After Israel bombed the Iraqi reactor in 1981, Iraq went on to launch an official nuclear weapons acquisition program. So now, it’s quite likely that Iranian policymakers—especially the hardliners—are rethinking their options.
They’ll say: we cooperated with the IAEA for 23 years. The Iran nuclear file began in August 2002. We stayed in the treaty, we endured sanctions and attacks, we tried to cooperate. And what did we get? Bombings. Assassinated scientists. Military officials killed. Civilians with no involvement—murdered in their homes.
This will be on everyone’s mind at the next non-proliferation treaty conference in New York next year. And there’s heavy skepticism about how it’s going to unfold, especially when no one clearly answers the question: who can have nuclear weapons and get away with it?

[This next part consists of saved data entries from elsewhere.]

PR #457, opened 2026-06-02
Feat: Gate agent readiness on import, env, applystate etc.

### LINKED ISSUE #168: Block opening an agent until it's ready, and lock the detail view when it sleeps
## Problem

Today the agent detail view can be opened (or stays open) when the agent is not in a state that supports interaction — either before it has finished starting up, or after it has gone to sleep. The result is a half-working screen: panels show cryptic errors like "Files not available" or "instance is hibernated; start it before browsing private sources", inputs appear active, and the user has no clear signal that the agent simply isn't there to respond.

Two distinct flows hit this:

- **Not-yet-ready agents.** A user opens an agent that is still coming up. The detail view loads, but parts of it fail piecemeal and the user can try to interact even though nothing will work end-to-end.
- **Sleeping agents.** An agent that was running goes to sleep while the user is on (or returns to) the detail view. The screen continues to look interactive — message input, source browser, panels — but individual actions fail one by one with errors that only make sense if you already understand the lifecycle.

In both cases the user is left poking at a screen that won't respond, with no single, obvious cue that the agent is offline.

## Proposed solution

- **Gate opening on readiness.** A user should not be able to navigate into the agent detail view at all while the agent is not ready. The entry point should reflect that the agent is starting / not available, and clicking should either be a no-op or surface a clear "starting…" state — never a half-loaded detail screen.
- **Lock the detail view when the agent is offline.** When an agent is sleeping (or otherwise not interactive), the detail view should present a single, screen-level offline state: it's visually obvious the agent is asleep, all interaction surfaces (chat input, source browsers, action buttons, panels) are disabled, and the only meaningful action is to wake / start it. No per-panel error messages, no inputs that look usable but fail on submit.

The goal is one clear signal per state, applied consistently across the whole screen, instead of many small errors scattered across panels.

### Out of scope

- The exact visual treatment of the locked state (overlay vs. dimmed surfaces vs. empty-state replacement) — to be decided in design.
- Changes to the underlying lifecycle states themselves; this is purely about how the UI reflects them.

## Additional problems (surfaced during implementation)

Two backend correctness problems came up while implementing the readiness gating (see #457 / ADR-058) and should be tracked here:

1. **Newly-created agents restart their pod immediately.** A freshly-created agent starts its pod, then has secrets/connections attached, which bumps `secrets-rev` and rolls the pod — so the first thing a brand-new agent does is restart. This is self-inflicted (grants are applied *after* the pod is materialized), and it looks broken to anyone watching the cluster — a cluster operator seeing a just-created workload immediately roll will assume something is wrong. The grant set is already known at create time, so creation should be single-shot: materialize the StatefulSet once at the final revision, with no startup roll.

2. **`applyState` isn't safe to send to a pod that's restarting.** It isn't atomic with respect to pod termination — an apply dispatched to a pod that's about to be replaced can land on the doomed pod (and falsely advance the settled cursor). Graceful termination should make this safe: the pod should either reject `applyState` once it's draining (retryable error) or hold off the restart until any in-flight apply finishes, so an apply is always either cleanly applied to a live pod or cleanly refused — never half-applied to a dying one.

jjeliga:
# Summary

Closes #168. Makes an agent report "running" only when it's actually usable — pod ready, runtime state applied (or settled with surfaced failures), and any create-time file import landed — instead of acking optimistically and wedging or silently degrading. Backed by ADR-058.

# Why

Previously applyState could throw and wedge an agent mid-startup, failed contribution installs were invisible, a freshly-created agent flipped to "running" before its file import landed, and a half-failed create left a silent, broken-but-"running" zombie.

# What changed

### Apply path & readiness gate:
applyState now settles to termination and returns failures instead of throwing. Split the conflated cursor: last_settled_version (drives the gate) vs last_applied_version/last_applied_hash (clean-only high-water mark), plus apply_failures / apply_attempts.
New "Contributions Settled" gate: ensureReady waits on podReady ∧ currentState=running ∧ contributionsSettled ∧ ¬importPending; computeAgentState projects the same to "running". No outbox row ⇒ settled. Contribution-status reads are fail-soft (DB error ⇒ default settled).
Failed installs retry in the background (cron-sweep, capped at 8 attempts) and surface via ContributionApplyFailed / ContributionRecovered events → activity_events, and a live amber degraded badge (contributionFailures) on the agent list tile and chat header. Clean success is silent.

### File-import gate:

An agent created with files declares pendingImport (TTL'd annotation) and gates "running" until the import lands; failure notifies (toast) but never blocks.
ensureImportable waits for a stable pod (reachable, not terminating, env-roll settled) — not for non-rolling contributions. The controller echoes the reconciled secrets-rev into agent status (AppliedSecretsRev) so the api-server detects a pending env-roll without reading the StatefulSet.
Import is dispatched after grant/connection mutations (so the gate sees the triggered roll), with a reachability preflight before the one-shot upload (closes the kubelet-Ready vs. mesh-routable window).

### Atomic create-failure:

A create that fails after the ConfigMap exists is marked in one atomic write (create-error annotation + clear import gate + hibernate) and surfaces as the red Error pill instead of a silent zombie. Recovery: delete + recreate.

### Schema:

Migration 0021: adds last_settled_version, apply_failures, apply_attempts to runtime_state_outbox and swaps the stale index for a retry index. Additive, defaults backfill.

Closes #168


packages/api-server/src/modules/runtime-delivery/services/hello-handler.ts
```diff
@@ -24,27 +25,10 @@ export function createHelloHandler(deps: {
...
-      if (!divergedVersion && !divergedHash && !hasEvents) {
-        return { events: [] };
-      }
-
-      return {
-        version: row.version,
-        state: { contributions: payload.contributions, hash: payload.hash },
-        events: payload.events,
-      };
+      return { events: [] };
```
jezekra1, line 31: let's change the hello response altogether, no reason to always deliver empty events

jezekra1:
## Design question: the env-gated apply deferral is compensating for a restart-blind gate

Re ADR-058 point 2 — `contribution-fanout.ts` skipping `enqueueAfterCommit` when a mutation includes an `env` contribution:

```ts
// env triggers a pod roll; let the new pod's hello drive the worker.
if (!hasEnvContribs) {
  await deps.runtimeMutator.enqueueAfterCommit(agentId);
}
```

I think this special-case is treating a symptom. **A pod can restart for many reasons — OOM, eviction, node drain, manual `kubectl delete pod`, a liveness-probe flap — not just an env-induced roll.** The delivery/gate machinery has to be correct under arbitrary restarts; once it is, no operation needs to know that env rolls the pod.

### Why it's load-bearing today (so it can't just be deleted)

The "Contributions Settled" gate reads a **server-side monotonic counter**, completely pod-identity-blind:

- the gate reads `last_settled_version >= version` (`outbox-repo.ts:183`)
- `recordOutcome` advances `last_settled_version` purely from the apply *result* — it never records which pod generation applied it (`outbox-repo.ts:152-163`)
- `bumpVersion` resets `apply_attempts` but never rolls `last_settled_version` back (`outbox-repo.ts:94-107`)

So if the fanout always enqueued, the enqueue fires while the **old** pod is still connected (`isRunning === true`). The worker applies to that doomed pod, succeeds, and `recordOutcome` advances `last_settled_version` to `version`. The pod then rolls; the fresh pod is blank until its own hello-driven re-apply lands, but the gate already reads **settled** and `podReady` (kubelet-local) can already be true → the agent flips to "running" while unconfigured. The `"stale apply"` guard doesn't catch this — the old pod has no idea it's about to be replaced.

That's exactly what the env branch prevents. But the same stale-positive window exists for **every** restart cause, with no env involved — so the branch only patches one instance (and not the most common one) of a general gate bug.

### The generalization (what would let the special-case go away)

Three changes, each removing the need for restart-awareness in operations:

1. **Single-shot create — don't roll on creation.** The creation roll is self-inflicted: the pod starts at rev-1, then `setAgentAccess` + `setAgentConnections` run *after* create, each `bumpSecretsRev` → rev-2 → roll. `useCreateAgent` already has `secretIds`/`appConnectionIds` in hand, and `BuildAgentStatefulSet` already takes `credentialSecrets` from the CM. Folding the initial grant set into the create write materializes the StatefulSet once at the final rev. This deletes the creation roll, the "import LAST" ordering caveat, and `secretsRevApplied`/`ensureImportable` *for the create path* (the import gate collapses to "pod reachable").

2. **Graceful termination makes `applyState` safe anytime.** If preStop closes the ACP connection first (so `isRunning` flips false and the worker won't dispatch — `worker-handler.ts:29`), declines new `applyState` with a retryable error while draining, and finishes in-flight applies before exit, then an apply is always either cleanly applied to a live pod or cleanly refused. `recordOutcome` already leaves the cursor untouched on a non-clean result (`outbox-repo.ts:138-151`), so a refused apply can't falsely advance the gate. With this, there's no race to defer around — the fanout can go back to unconditional `bump + enqueue`.

3. **Gate on live-pod truth, not the monotonic counter.** The agent already reports `lastAppliedVersion` on every `hello` (`hello-handler.ts:28`) and resets to 0 on a fresh pod. Store that per-agent and gate on `agentReportedAppliedVersion >= version`. On restart the new pod's first hello drives the stored value *down* → gate shows "starting" → re-apply → gate recovers. `last_settled_version` stays, demoted to sweep/retry bookkeeping. This makes env-roll, OOM, and drain all behave identically — which is the goal.

### Net

With all three, the fanout has zero pod-lifecycle knowledge, creation never rolls, and restart-correctness becomes a property of the protocol rather than something each operation opts into. The env branch and the `AppliedSecretsRev` echo both disappear.

Since ADR-058 is still **Proposed** and shipping in this PR, this feels like the moment to reshape it rather than cement the special-case. Change (1) is the most self-contained and immediately testable if we want to start there. Curious what @janjeliga thinks — am I missing a reason the gate is intentionally monotonic across pod identity?

packages/api-server/src/apps/api-server/app.ts
```diff
@@ -500,41 +584,54 @@ export function startApiServerApp(deps: ApiServerAppDeps) {
...
-          const responseHeaders = new Headers();
-          for (const [name, value] of Object.entries(upstreamRes.headers)) {
-            if (value === undefined) continue;
-            if (!PROXY_RESPONSE_HEADER_ALLOWLIST.has(name.toLowerCase()))
-              continue;
-            responseHeaders.set(
-              name,
-              Array.isArray(value) ? value.join(", ") : value,
+          const status = upstreamRes.statusCode ?? 502;
+          if (status >= 200 && status < 300) {
```
jezekra1, line 588: A lot of logic lives now in app.ts, this is infra-layer code, should we move it somewhere else?
Did you run this through /typescript-engineering?

packages/api-server/src/modules/runtime-delivery/services/worker-handler.ts
```diff
@@ -56,33 +58,73 @@ export function createWorkerHandler(deps: WorkerHandlerDeps): WorkerHandler {
...
-    await deps.outboxRepo.stampAck(
-      agentId,
-      result.appliedVersion,
-      result.appliedHash,
-    );
+    // recordOutcome diffs under a row lock and returns the transitions; emit post-commit.
+    const { newlyFailed, recovered, gaveUp } =
+      await deps.outboxRepo.recordOutcome(agentId, row.version, settle);
+    for (const f of newlyFailed) {
+      emit({
```
jezekra1, line 111: wonder if this should really flow through the sagas when the only consumer is the writer to db, why not write to db directly here? What's your take @tomkis?

packages/api-server/src/modules/agents/infrastructure/agents-repository.ts
```diff
@@ -236,33 +386,54 @@ export function createAgentsRepository(k8s: K8sClient): AgentsRepository {
...
-          await bumpLastActivity(id);
-          return;
-        }
-        await repo.wakeIfHibernated(id);
-        const ready = await pollUntilReady(
-          () => repo.isPodReady(id),
-          WAKE_POLL_INITIAL_MS,
-          WAKE_POLL_MAX_MS,
-          WAKE_TIMEOUT_MS,
+    async ensureImportable(id) {
```
jezekra1, line 421: Still don't understand why the import needs a special condition, different (stronger) from the typical readiness. Either the agent is ready or is not ready (when readiness takes into account settlements, initial pod-rolls and stuff), or am I missing something?

packages/api-server/src/modules/agents/infrastructure/labels.ts
```diff
@@ -55,3 +55,15 @@ export const ANN_GRANTED_CONNECTION_IDS =
 // rows). `injectionConfig` (ADR-028) currently has no fanout; if a future
 // change wires it through this rev, update this comment then.
 export const ANN_SECRETS_REV = "agent-platform.ai/secrets-rev";
+
+// In-progress file import (value = ISO timestamp; gates "running", TTL'd as a crash backstop). Cleared on success; "" / absent = none.
+export const ANN_PENDING_IMPORT = "agent-platform.ai/pending-import";
```
jezekra1, line 60: let's not add new annotations, I feel strongly that this is an anti-pattern, the API server should not write state to the infra this way.

PR #586, opened 2026-06-03
feat: migrate Agent + Fork from ConfigMaps to CRDs (ADR-058/059)

jezekra1:
Migrates the two reconciled domain resources — **Agent** and **Fork** — from labeled ConfigMaps to first-class custom resources (`agent-platform.ai/v1`), per **ADR-058** and **ADR-059** (decision PR #552). Templates stay ConfigMaps (chart-shipped declarative config); schedules stay in Postgres.

Big-bang cutover — no data migration. Goes live on the next co-released deploy.

## What changed, by phase

**Phase 1 — CRD foundation** (`11e36be9`): Go-first `Agent`/`Fork` types + controller-gen; chart-bundled CRD manifests gated on `crds.enabled`.

**Phase 2 — controller** (`452db962`→`82cc1666`):
- Reconciles `Agent`/`Fork` CRs off dynamic informers.
- Activity-driven hibernation — `desiredState` eliminated; reconciler scales **up** only, idle-checker is the sole probe-gated scale-**down** authority, wake = `last-activity` poke.
- Readiness published on the status subresource: `Ready = AgentPodReady ∧ GatewayPodReady` + `Reconciled` condition, recomputed via a pod informer (loop-safe no-op status guard). `phase` is a derived human summary.
- `roll-rev` annotation → controller stamps both pod templates for rolling restart without spec/status writes.
- Grants moved into spec; status writers, orphan sweeps, idle-checker all on CRs.

**Phase 3 — api-server** (`1c78bfba`, `9c60df51`):
- `K8sClient` gains generic `CustomObjectsApi` methods (built internally — no composition-site ripple).
- Forks + agents created/read/patched/deleted as CRs; `updateSpec` is a conflict-free merge-patch.
- Run-state derives from `.status.phase`+conditions; the public `AgentState` enum is unchanged, so the UI contract is untouched.
- `wake` is an activity poke; `restart` is a `roll-rev` patch; grants in spec; harness `resolveAgent`, connections fan-out, skills gating all follow.

**Phase 4 — RBAC** (`9f755d38`): controller gets `agents`/`forks` watch + `*/status` write; api-server gets agent/fork CRUD; pods narrowed to read-only (restart no longer deletes pods).

## Testing
- `mise run controller:check` + `controller:test` green.
- api-server format/lint/tsc + **181 unit tests** green; all other unit suites green.
- `helm lint` + `template | kubeconform` green; CRDs ship by default.
- Every commit passed the full repo pre-commit `mise run check`.

## Not yet done / follow-ups
- **E2E not run** — `mise run e2e` against a live cluster should validate the big-bang before merge (needs RBAC + CRD live).
- `desiredState` remains an optional, now-unused field on the `api-server-api` `AgentSpec` (harmless; optional cleanup).
- Architecture pages under `docs/architecture/` still describe the ConfigMap model — worth refreshing (the decision is captured in ADR-058/059).

Depends on the ADR PR #552 (ADR-058 + ADR-059).


deploy/helm/platform/values.yaml
```diff
@@ -126,6 +126,13 @@ openshift:
     anyuidCapNet:
       enabled: false
 
+# -- Install the agent-platform.ai CRDs (Agent, Fork) that the controller
+# reconciles. These supersede the labeled-ConfigMap resource model (ADR-058)
+# and require cluster-admin at install time. Disable only when the CRDs are
+# managed out-of-band (e.g. a separate CRD release or GitOps).
+crds:
+  enabled: true
```
pilartomas, line 134: Shouldn't we just force it?

packages/api-server/src/apps/api-server/app.ts
```diff
@@ -139,6 +140,9 @@ export function startApiServerApp(deps: ApiServerAppDeps) {
 
   const k8sClient = createK8sClient(api, config.namespace);
   const agentsRepo = createAgentsRepository(k8sClient);
+  // Templates are file-mounted config loaded once at boot (ADR-058); shared
+  // across requests rather than re-read from K8s on each tRPC call.
+  const templatesRepo = createTemplatesRepository(config.agentTemplatesPath);
```
pilartomas, line 145: Unsure of loading at boot, will the controller reboot when templates are changed?

packages/api-server/src/apps/harness-api-server/app.ts
```diff
@@ -38,6 +39,8 @@ export function startHarnessApiServerApp(deps: HarnessApiServerAppDeps) {
   } = deps;
 
   const k8sClient = createK8sClient(api, config.namespace);
+  // Boot-loaded, file-mounted templates (ADR-058), shared across requests.
+  const templatesRepo = createTemplatesRepository(config.agentTemplatesPath);
```
pilartomas, line 43: ditto

packages/api-server/src/apps/api-server/app.ts
jezekra1: the templates are mounted to api-server, but good point, let's add the configmap hash into the deployment annotation

deploy/helm/platform/values.yaml
jezekra1: I think there is a real install-permission edge-case when you want to install CRDs separately from helm (in a more priviledged step or manually with kubectl apply)

packages/api-server/src/apps/api-server/app.ts
jezekra1: Good catch. Small clarification: it's the **api-server** (not the controller) that loads the mounted templates at boot — the controller only reads the Agent CR spec, never templates.

You're right that load-once-at-boot needs the pod to roll when templates change. Kubernetes doesn't restart a pod when a mounted ConfigMap changes, so I've added a `checksum/agent-templates` annotation on the api-server pod template (a hash of the rendered `agent-templates.yaml`). A `helm upgrade` that edits a template now rolls the api-server precisely when the templates change, so it reloads them instead of serving the stale boot-time set. Verified the checksum differs when the rendered template set differs. Fixed in a2268e5e.

pilartomas (approved):

PR #590, opened 2026-06-03
feat(cli): override preset credentials in connection connect

### LINKED ISSUE #554: Override preset credentials when creating a connection from the CLI
## Problem

`dam connection connect` creates a connection from a provider template. Often the OAuth client credentials are already known — either provided by an operator as a default, or inherited from another already-connected provider in the same family (e.g. once Google Drive is connected, Gmail can reuse the same client credentials). In those cases `connect` uses the known credentials automatically and doesn't ask — a good default.

But two gaps make it less capable than the web UI:

- **You can't supply your own credentials when a preset exists.** If you want to connect with your *own* OAuth client app instead of the operator/inherited default, the CLI gives you no way to do it — it always uses the preset. The web UI already shows the preset and lets you override it, so today this case forces you out of the CLI and into the browser.
- **Presets are applied silently.** When `connect` uses a preset (including a credential inherited from a sibling connection), it prints nothing — so you're left wondering why it never asked for a client ID or secret, with no signal that a preset was used or that it can be overridden.

## Proposed solution

- Let `connect` accept your own values for credentials that have a preset, overriding it — reaching parity with the web UI. When you don't supply them, the current automatic behavior is unchanged.
- When `connect` uses a preset for something it didn't ask about, print a short note saying so, with a pointer to how to override it.

### Scope

CLI only. No change to how connections, credentials, or credential families work on the server — this is about giving the CLI the same override and visibility the web UI already has.

### Out of scope

- **Naming the source of an inherited credential** (e.g. "inherited from your Google connection"). The CLI can't currently distinguish an operator default from a family inheritance, so the note will be generic. Surfacing that provenance is a separate, larger change.

### Dependencies

Follows #418 / #440 (the `connect` command). Related to #461 (credential families). Part of epic #329; parent #344.

PetrBulanek:
## What & why

Closes #554. Brings `dam connection connect` to parity with the web UI for **preset-backed credentials**.

Before, `connect` filtered `overridable` inputs out entirely: a preset (an operator default, or a client credential inherited from a sibling connection in the same family — e.g. Gmail reusing a Google Drive app) could neither be overridden nor reported. Two gaps, both closed here:

- **Override a preset.** A supplied typed flag (`--client-id`, `--client-secret`, `--app-slug`, `--host`, …) now overrides the preset; omit it and the server applies the preset as before (automatic path unchanged). `buildPayload` already threaded these through, so an overridden value reaches `connections.create` unchanged.
- **Make presets visible.** When a preset fills an input you weren't asked about, `connect` prints one generic stderr note — `Using preset values (Client ID, Client secret). Pass --client-id, --client-secret to use your own.` — naming the fields and override flags. Under `--json` the prose is suppressed and the same signal rides along as `presetsApplied: string[]`. Preset *values* are never printed (secrets aren't available; echoing a client id into CI logs is needless exposure).

The note is intentionally generic about provenance — the CLI can't distinguish an operator default from a family inheritance (per the issue's "Out of scope").

**CLI-only — no server change.** The server already accepts user-supplied overridable values and computes presets/family inheritance.

## Changes

- `packages/cli/src/modules/connection/commands/connect.ts` — `collectInputs` now scans all inputs (flag → override, missing required → prompt/error, overridable-without-flag → reported as applied preset); `emitSuccess` carries `presetsApplied` into `--json`; new `formatPresetNote` helper; a `--help` example and updated `--json` description.
- `docs/architecture/cli.md` — documented the behavior in the Template-id bullet and `--json` payload; added a Motivated-by entry for #554.

## Testing

- `mise run cli:check` — lint, tsc, format all green.
- `mise run cli:test` — green (the one failing case is the pre-existing live-Keycloak `auth login` integration test, unrelated: the cluster's custom JS-rendered Keycloak theme has no scrapeable login form).
- Drove the **real built `dist/bin.js`** against a fake tRPC server hosting the **real `appRouter`** + **real `connectionCreateInputSchema`**, with `listTemplates` produced by the **real `buildCatalog` + `templateToView`** (the actual operator-preset and family-inheritance code). Verified end-to-end: preset applied → creds omitted from payload + `presetsApplied` reported; flags supplied → values reach the payload, no note; family-inheritance human-mode note on stderr only.

Not exercised here: the genuine browser OAuth round-trip (interactive). Manual guide in #554.


packages/cli/src/modules/connection/commands/connect.ts
```diff
@@ -307,33 +323,42 @@ function validateName(name: string): void {
...
+      // A supplied flag overrides an `overridable` preset; for required/optional
+      // inputs it's just the user-typed value.
       values[input.name] = flagVal.trim();
     } else if (input.state === "required") {
       missing.push(input);
+    } else if (input.state === "overridable") {
+      // Left to the server-side preset (an operator default, or a credential
+      // inherited from a family sibling). Never prompted — reported instead.
+      presetsApplied.push(input);
     }
```
xjacka, line 355: 🟢 **Suggestion:** Consider an explicit `else if (input.state === "optional")` branch (or a closing comment) so a future reader doesn't mistake the silent drop for a bug — the previous filter made the omission obvious; now it isn't.

```suggestion
    } else if (input.state === "overridable") {
      // Left to the server-side preset (an operator default, or a credential
      // inherited from a family sibling). Never prompted — reported instead.
      presetsApplied.push(input);
    }
    // input.state === "optional" with no flag: silently skipped (server treats as unset).
```

xjacka (approved):
🛡️ **DAM** — Code Review @ `72a34c6`

## PR #590: feat(cli): override preset credentials in connection connect
**Author:** PetrBulanek | **Branch:** feat/554-cli-override-preset-credentials → main | **Changes:** +64 −17 (2 files)

### Summary
Brings `dam connection connect` to parity with the web UI for preset-backed credentials. Before, `overridable` inputs were filtered out entirely — a preset (operator default or family-sibling inheritance) could neither be overridden nor reported. This PR: (1) supplied flags now override the preset, (2) when a preset fills an input you didn't flag, the CLI prints a generic stderr note naming the field(s) + override flag(s), and (3) under `--json` the same signal rides along as `presetsApplied: string[]`. Closes #554; CLI-only — the server already supports it.

### Findings
- ✅ **Looks good:** Three-way classification in `collectInputs` (flagged → use value; required-missing → prompt/error; overridable-without-flag → report as preset) is the right shape — it falls out of the input `state` cleanly and the old required/optional filter is gone.
- ✅ **Looks good:** `flagListFor()` is extracted and shared by both the missing-input error and the preset note — the two surfaces can never disagree on flag spellings going forward. Good defensive refactor.
- ✅ **Looks good:** `formatPresetNote`'s comment block explicitly justifies why values aren't printed (echoing a client id into CI logs is needless exposure; secrets the CLI doesn't have anyway). That security rationale should live with the code; it does.
- ✅ **Looks good:** `presetsApplied` is omitted from the `--json` payload when the array is empty (consistent with the `authUrl?` pattern already there). `--help` and the `--json` description both advertise it as optional.
- ✅ **Looks good:** Architecture doc (`docs/architecture/cli.md`) updated in the same PR with a new `Motivated by:` entry for #554 and an expanded Template-id bullet describing overridable inputs and the `presetsApplied` field. Behavior drift closed in-PR.
- 🟢 **Suggestion:** `collectInputs` now silently drops `optional` inputs that weren't flagged (no prompt, no preset note). That matches prior behavior, but the new structure makes the absence of an `optional` branch more conspicuous. Consider an explicit `// optional: silently skipped — server treats as unset` comment in the `else if` chain so a future reader doesn't mistake the omission for a bug.

✅ No findings.

### Verdict
APPROVE — Well-scoped CLI parity feature; clean shared-helper refactor, security-conscious preset note, architecture doc updated in the same PR.

---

Who’s most likely to go nuclear next?
Poland, Japan, South Korea—they’ve all considered it, even discussed it publicly. The Baltic states are on that list too. But remember, it’s a long and very expensive process.
Building a nuclear weapon isn’t just a security move—it places a country outside the NPT, or forces it to leave. That carries huge strategic and diplomatic consequences. And every nation knows, in the back of its mind, there’s a geopolitical price to pay depending on who can have nuclear weapons and who dares to pursue them.
Conclusion
Is the world a safer place after the US and Israeli attacks on Iran’s nuclear facilities—or a more dangerous one?
Much more dangerous. It’s totally destabilized now.
If the US greenlights giving nuclear weapons to the Baltic states or Poland, it’s basically inviting a war with Russia. A nuclear third world war. And it will happen if this recklessness continues.
Countries capable of building nuclear weapons today? Japan and Germany, the two defeated nations of WWII. Japan actually suffered nukes directly. But even their militaries now, are nearly ready.
A unified Korean peninsula could be a nuclear state, which is one reason the US has cooled on Korean unity. Because it would become a nuclear power.
The Iranians would be crazy to trust the West anymore. After what’s been done to them—being targeted, isolated, punished for cooperating—how could they?
The Middle East, by and large, is occupied now. Voluntarily, yes, by their own governments. And the Israelis are given a green light to do whatever they want—kill, destroy, burn.
This isn’t sustainable. It’s going to lead to a huge crisis before this century ends, all built on the crumbling foundation of who can have nuclear weapons and who is forever denied.